Issue #7355, opened 2019-04-16
Structure Scan Total Distance, Time are zero


Stifael:
In the mission plan-view, `Total Mission Distance` and `Time` are not updated and remain 0. 

![qgc_distance_0](https://user-images.githubusercontent.com/13449161/56195017-632d7480-6034-11e9-8cf9-dfbc36047613.png)

PR #7364, opened 2019-04-18
the battery and distance of structure scan always show 0

lichenyuneec:
Add distance calculation of structure scan.

### DIFF
--- a/src/MissionManager/StructureScanComplexItem.cc
+++ b/src/MissionManager/StructureScanComplexItem.cc
@@ -84,6 +84,7 @@ StructureScanComplexItem::StructureScanComplexItem(Vehicle* vehicle, bool flyVie
     connect(&_cameraCalc, &CameraCalc::isManualCameraChanged, this, &StructureScanComplexItem::_updateGimbalPitch);
 
     connect(&_layersFact,                           &Fact::valueChanged,            this, &StructureScanComplexItem::_recalcScanDistance);
+    connect(&_flightPolygon,                        &QGCMapPolygon::pathChanged,    this, &StructureScanComplexItem::_recalcScanDistance);
 
     _recalcLayerInfo();
 
@@ -514,8 +515,6 @@ void StructureScanComplexItem::_rebuildFlightPolygon(void)
         _entryVertex = savedEntryVertex;
     }
 
-    _recalcScanDistance();
-
     emit coordinateChanged(coordinate());
     emit exitCoordinateChanged(exitCoordinate());
 }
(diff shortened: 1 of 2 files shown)


DonLakeFlyer:
I try to get some time to take a look at this tonight. Thanks for the fix.

Fix for #7355

src/MissionManager/StructureScanComplexItem.cc
```diff
@@ -83,6 +83,8 @@ StructureScanComplexItem::StructureScanComplexItem(Vehicle* vehicle, bool flyVie
 
     connect(&_cameraCalc, &CameraCalc::isManualCameraChanged, this, &StructureScanComplexItem::_updateGimbalPitch);
 
+    connect(&_layersFact,                           &Fact::valueChanged,            this, &StructureScanComplexItem::_recalcScanDistance);
```
DonLakeFlyer: The signalling should also be connected to:
```
    connect(&_flightPolygon,  &QGCMapPolygon::pathChanged,    this, &StructureScanComplexItem::_recalcCameraShots);
```

src/MissionManager/StructureScanComplexItem.cc
```diff
@@ -519,6 +513,9 @@ void StructureScanComplexItem::_rebuildFlightPolygon(void)
     } else {
         _entryVertex = savedEntryVertex;
     }
+
+    _recalcScanDistance();
```
DonLakeFlyer: This will calc recalc the scan distance at times when it is not needed since the number of camera shots can change without the scan distance being affected. The signal connected to the flight path polygon is the better way to do it. Since the two cases which affect scan distance are polygon change or layer count change.

src/MissionManager/StructureScanComplexItem.cc
```diff
@@ -598,3 +595,26 @@ void StructureScanComplexItem::_signalTopBottomAltChanged(void)
...
+
+    double surfaceHeight = qMax(_structureHeightFact.rawValue().toDouble() - _scanBottomAltFact.rawValue().toDouble(), 0.0);
+    scanDistance += surfaceHeight;
+
+    if (!qFuzzyCompare(_scanDistance, scanDistance)) {
+        _scanDistance = scanDistance;
+        emit complexDistanceChanged();
+    }
+
+    qCDebug(MissionControllerLog) << "StructureScanComplexItem--_recalcScanDistance layers: "
```
DonLakeFlyer: This should be ```StructureScanComplexItemLog```

lichenyuneec:
@DonLakeFlyer I've changed it as you suggested. Thank you for your advice.

DonLakeFlyer:
Great thanks for the fix

PR #7374, opened 2019-04-23
Fixed FlightMap stealing mouse from ToolStrip and DropPanel in PlanView

stefandunca:
Map control gestures work in PlanView over the ToolStrip and DropPanel and they break other MouseArea functionality for controls overlaid on top of map. Moving the ToolStrip outside FlightMap control fixes this issue.

### DIFF
--- a/src/PlanView/PlanView.qml
+++ b/src/PlanView/PlanView.qml
@@ -574,87 +574,90 @@ QGCView {
                     border.width:   object.lineWidth
                 }
             }
+        }
 
-            ToolStrip {
-                id:                 toolStrip
-                anchors.leftMargin: ScreenTools.defaultFontPixelWidth
-                anchors.left:       parent.left
-                anchors.topMargin:  _toolButtonTopMargin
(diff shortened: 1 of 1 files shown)


DonLakeFlyer:
The way to fix this is to use DeadMouseArea. If you look at ToolStrip it always has one behind everything. Are you sure that the Toolstrip itself lets the mouse events through. The DropPanel needs the same change made to it with a DeadMouseArea behind everything.

I'm concerned that changing that parent of ToolStrip will cause problems.

stefandunca:
I don't have an explanation but I've tried all the possible combinations of `DeadMouseArea` on top of buttons inside the `ToolStrip`, different `z` order of controls and `MouseArea` settings ... . The only working solution was this one. I will cancel this change, however, it's included in `qgc4` branch. I also noticed the same effect in other views on top of the `Map`. I will investigate this another time but it seems that `MapGestureArea` inside `Map` control might have a higher priority of capturing the mouse from other `MouseArea` overplayed on top.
━━━━━━━━━━━━━━━━━━━━
## [TRY IT]
Only lines with the word "always" count here; copy every one from the records.

## [YOUR SOLUTION]
the battery and distance of structure scan always show 0
The way to fix this is to use DeadMouseArea. If you look at ToolStrip it always has one behind everything. Are you sure that the Toolstrip itself lets the mouse events through. The DropPanel needs the same change made to it with a DeadMouseArea behind everything.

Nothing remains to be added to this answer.